A GPT-4-class model that cost about $30 per million tokens to run in early 2023 now costs under $1, with some providers pricing below $0.10, according to a new perspective post from UC Berkeley computer scientists led by Aditya G. Parameswaran. Across benchmarks, inference prices have fallen between 9x and 900x per year, with a median decline near 50x per year, per Epoch AI's running dataset.
That collapse is not a forecast. It is the present-tense condition of the field, and it is what makes Parameswaran's argument urgent. If intelligence is cheap enough to be metered like electricity, the load-bearing engineering problem moves down the stack, into three kinds of data systems: those built to serve agents, those agents produce as they work, and those agents generate as their primary output.

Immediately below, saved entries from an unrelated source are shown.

PR #1574, opened 2016-02-23
Fix a bunch of icons on IE, mostly in the sharing UI.

### LINKED ISSUE #1560: Minor Style: Down arrow displays wrong in Edge
I don't remember what particular quirk of formatting causes this, but it was fixed on most of the other SVGs in Sandstorm. This probably affects IE11 too, but I didn't check.

image

kentonv:
I went ahead and switched over to font icons since we need to do this anyway and they display consistently in IE (amazingly).

This also fixes some minor mobile styling regressions caused by the box-sizing change.

@jparyani I found that the webfont-icon mixin wasn't very reusable. Initially I tried to add parameters to customize but then I realized I was customizing everything so there was no point. We may want to remove this.

Fixes #1560

### DIFF
--- a/shell/client/_app-details.scss
+++ b/shell/client/_app-details.scss
@@ -149,13 +149,14 @@
             @extend %unstyled-button;
             padding-left: 8px;
             padding-right: 24px;
-            background-repeat: no-repeat;
-            background-position: right center;
-            background-size: 24px 24px;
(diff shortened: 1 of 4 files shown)


jparyani:
LGTM

I've run into the same issue with webfont-icon as well. It probably should be renamed to topbar-icon.

PR #1588, opened 2016-02-25
docs: Add sniproxy guide (share TLS port w/other server).

pjamar:
Added sniproxy tutorial. Graph in the doc is pointing to a personal server. Asheesh should move that to a safer/more resilient option. Thanks!

### DIFF
--- a/docs/administering/sniproxy.md
+++ b/docs/administering/sniproxy.md
@@ -1,0 +1,145 @@
+# sniproxy for sharing an TLS port 443 with Sandstorm
+
+**The purpose of this tutorial is to set up sniproxy so it’s possible to use regular https:// URLs for your main web server, like nginx or Apache, as well as Sandstorm, which has its own HTTPS handling. To make that work, they will need to share port 443.**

Parameswaran and his collaborators label these three categories "for, of, and by" agents, and they argue the data layer is the part that has not kept up.
"For" agents means shared memory, retrieval pipelines, tools, and orchestration layers that thousands of reasoning loops can call into without colliding. "Of" agents means the intermediate traces, cleaned intermediate artifacts, and code patches an agent leaves behind. "By" agents means the documents, models, dashboards, and pipelines that ship to humans at the end of a run. Each of the three has different storage, indexing, provenance, and trust requirements.
Berkeley's SKY Lab has begun to formalize this with MAST, a Multi-Agent System Failure Taxonomy, cataloging how pipelines break when coordination slips, when one agent's output becomes another's input, and when verification is bolted on after the fact rather than designed in. Practitioner write-ups on multi-agent architecture patterns, operational-intelligence deployments, and what breaks when multi-agent systems scale describe the same pressure from the operator side. Error compounds across calls, shared state degrades, and the cost of debugging a thousand-agent run is no longer the model's bill but the engineering hours spent tracing which call poisoned which downstream artifact.
That cost is invisible in the per-token price tag. Parameswaran's post is careful to call "free intelligence" a chosen metaphor rather than a settled condition; knowledge work is not all work, and there is no consensus that the for/of/by taxonomy describes what most teams are actually shipping. The argument is that it should, because the alternative is paying commodity inference prices for pipelines that ship unverified output.
A team that swaps a single agent for a coordinated ten-agent pipeline can see its inference bill fall tenfold while its post-hoc audit workload rises by more, because every intermediate handoff becomes a verification surface. The bottleneck has not disappeared; it has moved to the part of the system that remembers what each agent did, that proves a final artifact was assembled from the inputs it claims, and that lets a human reviewer rewind a failed run without replaying it from scratch.
Parameswaran's research directions, including agentic speculation, structured memory for long-horizon pipelines, and synthesizing custom data systems from scratch, all presuppose the model itself is not the bottleneck. Epoch AI's open benchmark-efficiency dataset will keep tracking whether the cost curve continues. The harder measurement, which Berkeley is only starting to formalize, is how often multi-agent systems produce output a human can actually trust without redoing the work.